Sementara Ketut Sumardana mengaku akan terus mengawal kasus tersebut hingga benar-benar tuntas. Suamardana, mantan anggota dewan periode 2014-2019 mendesak BPN agar segera menuntaskan kasus tersebut agar suasana di Desa Bungkulan kembali tenang.
“Kami minta BPN segera tuntaskan kasus ini. Masalah sertifikat dijadikan jaminan di BPD Bali oleh oknum itu bukan urusan kami,” tegasnya.

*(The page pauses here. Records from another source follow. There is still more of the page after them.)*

PR #444, opened 2023-06-18
Actually hold on to the test subscriber

jamesmunns:


jamesmunns:
@hawkw I dunno if this was intentional for some other reason, but it *seems* like the "init tracing" helper returned a guard that the caller is supposed to hold, but none (or not all?) of the tests that called it actually held it.

This makes a single return type (because rustc was Big Mad when I used `Box<dyn Drop>`) based on the features, and marks it as must use.

If you want me to rebase this on `main` instead of your test branch, lemme know.

hawkw (approved):
lol, my bad — thanks for fixing this. i would prefer to merge the PR into `main`, and rebase my test PR onto it, if you don't mind?

jamesmunns:
No worries! Replaced by #445.

PR #456, opened 2023-07-24
feat(maitake): add `WaitCell::subscribe` and `poll_wait`

hawkw:
This branch rewrites the `maitake::sync::WaitCell` type a bit to fix
potential lost wakeups accidentally introduced in #453. In addition, it
changes the API a bit:
- Replace `register_wait` with `poll_wait`, which I think is a bit
  nicer,
- Removed the `RegisterError::Waking` variant since `poll_wait` returns
  `Ready` if the cell was woken, and renamed `RegisterError` to just
  `Error`,
- Introduced a `WaitCell::subscribe` method to eagerly pre-register the
  task's `Waker` in the `WaitCell`. This is intended to be used to
  register the task to be woken *before* performing an operation that
  results in a wakeup, such as enabling an interrupt that will wake the
  task.

Closes #455

### DIFF
--- a/maitake/src/sync/wait_cell.rs
+++ b/maitake/src/sync/wait_cell.rs
@@ -627,6 +627,39 @@ mod tests {
     }
 
     #[test]
+    fn wake_debounce() {
+        let _trace = crate::util::test::trace_init();
+        let cell = Arc::new(WaitCell::new());
+
+        let mut task = task::spawn({
+            let cell = cell.clone();
+            async move {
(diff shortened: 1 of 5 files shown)


jamesmunns (approved):
Looks good to me, one docs nit, and there are also docs failures.

hawkw:
okay, you know what? this PR was the worst thing that's ever happened to me. i'm going to give up on trying to write a test to reproduce the last problem.

PR #478, opened 2024-07-06
Address lint ambiguous_wide_pointer_comparisons

jamesmunns:
Noticed this warning:

```
warning: ambiguous wide pointer comparison, the comparison includes metadata which may not be expected
   --> /Users/james/personal/mycelium/cordyceps/src/list.rs:497:12
    |
497 |         if head == tail {
    |            ^^^^^^^^^^^^
    |
    = note: `#[warn(ambiguous_wide_pointer_comparisons)]` on by default
help: use `std::ptr::addr_eq` or untyped pointers to only compare their addresses
    |
497 |         if std::ptr::addr_eq(head.as_ptr(), tail.as_ptr()) {
    |            ++++++++++++++++++    ~~~~~~~~~~     ++++++++++
help: use explicit `std::ptr::eq` method to compare metadata and addresses
    |
497 |         if std::ptr::eq(head.as_ptr(), tail.as_ptr()) {
    |            +++++++++++++    ~~~~~~~~~~     ++++++++++

warning: ambiguous wide pointer comparison, the comparison includes metadata which may not be expected
   --> /Users/james/personal/mycelium/cordyceps/src/list.rs:966:13
    |
966 |             splice_start == splice_end
    |             ^^^^^^^^^^^^^^^^^^^^^^^^^^
    |
help: use `std::ptr::addr_eq` or untyped pointers to only compare their addresses
    |
966 |             std::ptr::addr_eq(splice_start.as_ptr(), splice_end.as_ptr())
    |             ++++++++++++++++++            ~~~~~~~~~~           ++++++++++
help: use explicit `std::ptr::eq` method to compare metadata and addresses
    |
966 |             std::ptr::eq(splice_start.as_ptr(), splice_end.as_ptr())
    |             +++++++++++++            ~~~~~~~~~~           ++++++++++
    ```

### DIFF
--- a/cordyceps/src/list.rs
+++ b/cordyceps/src/list.rs
@@ -494,7 +494,7 @@ impl<T: Linked<Links<T>> + ?Sized> List<T> {
         let tail_links = unsafe { T::links(tail) };
         let head_links = unsafe { head_links.as_ref() };
         let tail_links = unsafe { tail_links.as_ref() };
-        if head == tail {
+        if core::ptr::addr_eq(head.as_ptr(), tail.as_ptr()) {
             assert_eq!(
                 head_links, tail_links,
                 "{name}if the head and tail nodes are the same, their links must be the same"
@@ -963,7 +963,7 @@ impl<T: Linked<Links<T>> + ?Sized> List<T> {
         let start_links = T::links(splice_start).as_mut();
         let end_links = T::links(splice_end).as_mut();
         debug_assert!(
-            splice_start == splice_end
+            core::ptr::addr_eq(splice_start.as_ptr(), splice_end.as_ptr())
                 || (start_links.next().is_some() && end_links.prev().is_some()),
             "splice_start must be ahead of splice_end!\n   \
             splice_start: {splice_start:?}\n    \
--- a/maitake-sync/Cargo.toml
+++ b/maitake-sync/Cargo.toml
@@ -17,7 +17,7 @@ categories = [
     "concurrency"
 ]
 edition = "2021"
-rust-version = "1.61.0"
+rust-version = "1.76.0"
 # See more keys and their definitions at https://doc.rust-lang.org/cargo/reference/manifest.html
 
 [features]
--- a/maitake/Cargo.toml
+++ b/maitake/Cargo.toml
@@ -17,7 +17,7 @@ categories = [
     "async",
 ]
 edition = "2021"
-rust-version = "1.61.0"
+rust-version = "1.76.0"
 
 # NOTE! As a workaround for https://github.com/rust-lang/rust/issues/97708,
 # maitake uses some `no_mangle` functions. This will cause linker errors if
--- a/util/Cargo.toml
+++ b/util/Cargo.toml
@@ -3,7 +3,7 @@ name = "mycelium-util"
 version = "0.1.0"
 authors = ["Eliza Weisman <eliza@elizas.website>"]
 edition = "2021"
-rust-version = "1.61.0"
+rust-version = "1.76.0"
 readme = "README.md"
 
 # See more keys and their definitions at
--- a/cordyceps/Cargo.toml
+++ b/cordyceps/Cargo.toml
@@ -11,7 +11,7 @@ homepage = "https://mycelium.elizas.website"
 readme = "README.md"
 keywords = ["intrusive", "no_std", "list", "queue", "lock-free"]
 categories = ["data-structures", "no-std"]
-rust-version = "1.61.0"
+rust-version = "1.76.0"
 
 [features]
 default = []

### CODE REVIEW

**Review by hawkw — COMMENTED** [review]
This is a MSRV bump, since `core::ptr::addr_eq` was added in Rust 1.76.0, and `cordyceps` currently [claims a minimum Rust version of 1.61.0](https://github.com/hawkw/mycelium/blob/e456145e84ad6339752251318e6cf5d296b65d51/cordyceps/Cargo.toml#L14).

I'm not super fussed about taking the MSRV bump, but if we do, it would be good to make sure to change the Cargo.toml `rust-version` field as part of this commit, as well.

Alternatively, we could perform the same address-without-metadata comparison by writing 
```rust
head.as_ptr() as *const () == tail.as_ptr() as *const ()
```
and
```rust
splice_start.as_ptr() as *const () == splice_end.as_ptr() as *const ()
```
which is basically what `ptr::addr_eq` does internally, but is permitted on older Rust versions. If we go that route, we can avoid the MSRV bump, but it might be worth adding a comment that the `as *const ()` casts are to ignore the wide pointer metadata, so that a future reader doesn't change them back...

hawkw:
Ugh, it looks like some of the maitake tests are not feature flagged correctly: https://github.com/hawkw/mycelium/actions/runs/9821097757/job/27116399920?pr=478 

I can fix that separately...

jamesmunns:
Updated MSRV of `cordyceps`, and all crates that I could see that depend on cordyceps.

maitake-sync/Cargo.toml
```diff
@@ -17,7 +17,7 @@ categories = [
     "concurrency"
 ]
 edition = "2021"
-rust-version = "1.61.0"
+rust-version = "1.76.0"
```
hawkw, line 20: I don't actually think we need to do the MSRV bump for `maitake-sync`. Since the `cordyceps` changes will be released in a semver-compatible version, and `maitake-sync`'s minimum `cordyceps` version isn't changing, users of `maitake-sync` can continue using the current cordyceps version rather than picking up the one with the new MSRV --- either by checking in a lockfile, or by explicitly pinning the `cordyceps` version in their Cargo.toml. 

IMHO, we would only need to change `maitake-sync`'s MSRV if we were changing the dependency spec for `cordyceps` to not permit versions that compile on 1.61.0.

cordyceps/src/list.rs
```diff
@@ -494,7 +494,7 @@ impl<T: Linked<Links<T>> + ?Sized> List<T> {
         let tail_links = unsafe { T::links(tail) };
         let head_links = unsafe { head_links.as_ref() };
         let tail_links = unsafe { tail_links.as_ref() };
-        if head == tail {
+        if core::ptr::addr_eq(head.as_ptr(), tail.as_ptr()) {
```
hawkw, line 497: nit, take it or leave it: `core::ptr` is already imported in this file: https://github.com/hawkw/mycelium/blob/ed9e49b520b574298ae777a06bd8b5fc125c05ac/cordyceps/src/list.rs#L13

so we could drop the `core` prefix:
```suggestion
        if ptr::addr_eq(head.as_ptr(), tail.as_ptr()) {
```

cordyceps/src/list.rs
```diff
@@ -963,7 +963,7 @@ impl<T: Linked<Links<T>> + ?Sized> List<T> {
         let start_links = T::links(splice_start).as_mut();
         let end_links = T::links(splice_end).as_mut();
         debug_assert!(
-            splice_start == splice_end
+            core::ptr::addr_eq(splice_start.as_ptr(), splice_end.as_ptr())
```
hawkw, line 966: similarly, we could write:
```suggestion
            ptr::addr_eq(splice_start.as_ptr(), splice_end.as_ptr())
```

maitake/Cargo.toml
```diff
@@ -17,7 +17,7 @@ categories = [
     "async",
 ]
 edition = "2021"
-rust-version = "1.61.0"
+rust-version = "1.76.0"
```
hawkw, line 20: again, i think the MSRV bump isn't strictly necessary unless we are also changing the cordyceps dep

util/Cargo.toml
```diff
@@ -3,7 +3,7 @@ name = "mycelium-util"
 version = "0.1.0"
 authors = ["Eliza Weisman <eliza@elizas.website>"]
 edition = "2021"
-rust-version = "1.61.0"
+rust-version = "1.76.0"
```
hawkw, line 6: and again, i don't think this is *really* necessary...although it's also fine since this isn't a published crate.

hawkw (changes requested):
Some smallish nits. I'd like to merge this, though!

PR #481, opened 2024-07-20
feat(maitake-sync): rename `EnqueueWait` to `Subscribe`

hawkw:
`maitake-sync`'s `waitmap::Wait` future has an `enqueue` method that
does the same thing as the `subscribe` methods on `WaitCell` and
`WaitQueue`...but has a different name. I think this might be due to
`enqueue` being added earlier or something, or maybe we just weren't
paying attention. Regardless, I figured it was nicer to use the same
name for the method that does the same thing on these different types.

This commit renames the `waitmap::Wait::enqueue` method to `subscribe`,
and the future it returns from `EnqueueWait` to `Subscribe`, analogously
to `WaitQueue` and `WaitCell`. I've left a deprecated type alias and a
deprecated function alias in place, so this isn't a breaking change:
users who reference `Wait::enqueue` or `EnqueueWait` will still be able
to compile their code, but they'll get a warning.

cc @jamesmunns, since I believe you added this API?

### DIFF
--- a/maitake-sync/src/wait_map.rs
+++ b/maitake-sync/src/wait_map.rs
@@ -267,7 +267,7 @@ impl<'map, 'wait, K: PartialEq, V> Wait<'map, K, V> {
     ///     // first pin the `wait` future, to ensure that it does not move
     ///     // until it has been completed.
     ///     pin_mut!(wait);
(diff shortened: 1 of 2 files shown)


jamesmunns (approved):
hell yeah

Sementara Kepala BPN Singaraja Ketut Sudarma mengatakan, pihaknya telah melakukan pemeriksaan data fisik dan data yuridis atas lahan tersebut. Katanya, pihak BPN Singaraja telah bergabung dengan Kantor Wilayah BPN Bali datang ke lokasi. Hasilnya, dilakukan analisa terhadap masing-masing bidang tanah yang menjadi sengketa.
Melalui berita acara, hasil analisa itu sudah dikirim ke Kanwil BPN Provinsi untuk ditindak lanjuti dengan melakukan gelar perkara.
“Kita dari Kantor BPN Buleleng yang akan melakukan presentasi untuk dipaparkan pada gelar perkara nanti,” kata Sudarma.
Menurut Sudarma, hasil analisa yang dikirim itu antara lain merekomendasikan untuk mencabut sertifikat yang diterbitkan melalui program prona yakni SHM No. 2426, dan SHM No. 2427 atas nama Ketut Kusuma Ardana.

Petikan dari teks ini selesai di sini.